ON Wednesday I visited the Guildhall exhibition about Wiltshire Council’s preferred housing development sites in Salisbury.

Living in Harnham, I was particularly concerned about plans for 740 homes, plus a primary school and an industrial estate half the size of Churchfields, alongside Netherhampton Road.

Some development there is inevitable, I feel, but on this scale it will cause traffic chaos, serious air pollution, and could increase the likelihood of local flooding through rainwater run-off.

Eight years ago, a scheme for 470 houses on the south side of the road proved controversial enough for it to be kept on the reserve list. So why are 740, on both sides, now acceptable?

Answer: they’ll produce enough profit to incentivise developers to pay for the new school, which will ease the strain on others nearby.

Yet they will also produce well over 1,000 car journeys every rush hour. Plus twice-daily school runs from elsewhere in the city. Plus deliveries. Plus a whole trading estate’s worth of HGVs, workers’ vans and commuters’ cars. Maybe a few of those huge car transporters, too? And we are the ones who will pay the price for that.

With no bypass in prospect, and no money to build one, how can Atkins, the consultants who assessed this scheme, say it won’t cause dreadful traffic problems?

Can you imagine the impact on people living in Netherhampton Road, which is not capable of being widened? The noise, the fumes?

Can you imagine the jams at the Park Wall lights and Harnham gyratory?

All the council has to offer on the subject is an unspecified ‘refresh’ of the Salisbury Transport Strategy, which stated in 2012 that these junctions “already operate close to or at capacity”.

It warned back then that any improvements at Park Wall could send even more traffic through Harnham.

And that turning the gyratory into a T junction might allow better ‘stacking’ of traffic, but would also encourage more motorists to use Netherhampton Road as a way round the city.

Sounds like a ‘lose, lose’ situation to me. And if, as they’ve always done previously, Churchfields businesses decline to relocate, what’s to stop the builders coming back for another bite at the cherry, another few hundred houses instead of that new trading estate? Because Atkins said the site could take 1,195.

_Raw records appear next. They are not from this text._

PR #311, opened 2022-06-26
add missing bzfsAPI function bz_getPlayerCurrentState()

devindelong:
Committer: Devin Delong <devindelong@protonmail.com>

bz_getPlayerCurrentState() is documented on bzflag.org, but I could not find it in code. Return value was changed to bool.

### DIFF
--- a/include/bzfsAPI.h
+++ b/include/bzfsAPI.h
@@ -1556,6 +1556,7 @@ BZF_API bool bz_isPlayerPaused( int playerID );
 BZF_API double bz_getPausedTime( int playerID );
 BZF_API double bz_getIdleTime( int playerID );
 
+BZF_API bool bz_getPlayerCurrentState(int playerID, bz_PlayerUpdateState &state);
 BZF_API bz_eTeamType bz_getPlayerTeam(int playerID);
 BZF_API const char* bz_getPlayerCallsign(int playerID);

Would those extra hundreds be properly master-planned and sustainably designed like the exemplary Hampton Park, or just tacked on when Wiltshire needs to meet the next government target?

What about the policy of developing brownfield sites first? OK, Churchfields firms want to stay together, but why can’t the council put some houses on the land it owns there, by relocating our inadequate household recycling centre and the adjacent depot?

And while we’re on the subject of Wiltshire, has anybody actually managed to read all the documentation on its website for this public consultation exercise? I gave up after two-and-a-half hours of scrolling up and down. If the council can’t create a simpler online route to the information people actually need in their local area, it’s disenfranchising many of us.

If you want to submit comments, you don’t have to do it online. You can write to the Spatial Planning department at Byethsea Road, Trowbridge BA14 8JN.